Introduction: We identified a novel variant of the antithrombin (AT) gene (SERPINC1), c.96 T>G, p.Cys32Trp (C32W), located at the signal peptide cleavage site in a patient with congenital AT deficiency. The impact of signal peptide variants on the intracellular trafficking and secretion of AT proteins has not been previously studied. Thus, we analyzed the intracellular dynamics and signal peptide cleavage of the C32W variant of AT (AT-C32W).

Materials and methods: Wild-type AT (AT-WT) and AT-C32W expression vectors were transfected into HEK293 cells. Functional analyses were performed using western blotting and proteasome inhibition experiments. Signal peptide cleavage was evaluated by peptide sequencing.

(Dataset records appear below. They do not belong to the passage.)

PR #1275, opened 2024-06-17
pin numpy <2

braingram:
Numpy 2.0 was released. This is causing many tests to fail due to incompatible depedencies:
https://github.com/spacetelescope/romancal/actions/runs/9539663192/job/26290288431

These include:
- drizzle (soon to be addressed in https://github.com/spacetelescope/drizzle/pull/149)
- opencv (see https://github.com/opencv/opencv-python/issues/943)

This PR pins numpy to <2.

**Checklist**
- [ ] updated relevant tests
- [x] added relevant label(s)


CHANGES.rst
```diff
@@ -10,6 +10,8 @@ Documentation
 general
 -------
 
+- pin numpy to <2 [#1275]
+
```
ddavis-stsci, line 14: We don't generally add dependency versions to the changes file.

ddavis-stsci (approved):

Results: The AT antigen levels in the cell lysates and culture supernatants of the AT-C32W were reduced to 3.8% and 4.8%, respectively. Following proteasome inhibition, the AT-C32W level increased to 71.5% of that for AT-WT. Peptide sequencing identified a fragment corresponding to the N-terminal end of the signal peptide exclusively in AT-C32W.

Discussion: These results suggest that the signal peptide of AT-C32W is not cleaved properly, which causes intracellular degradation of AT-C32W by proteasomes that results in type I AT deficiency. Further studies on the intracellular dynamics of such variants may clarify the mechanisms underlying AT deficiency.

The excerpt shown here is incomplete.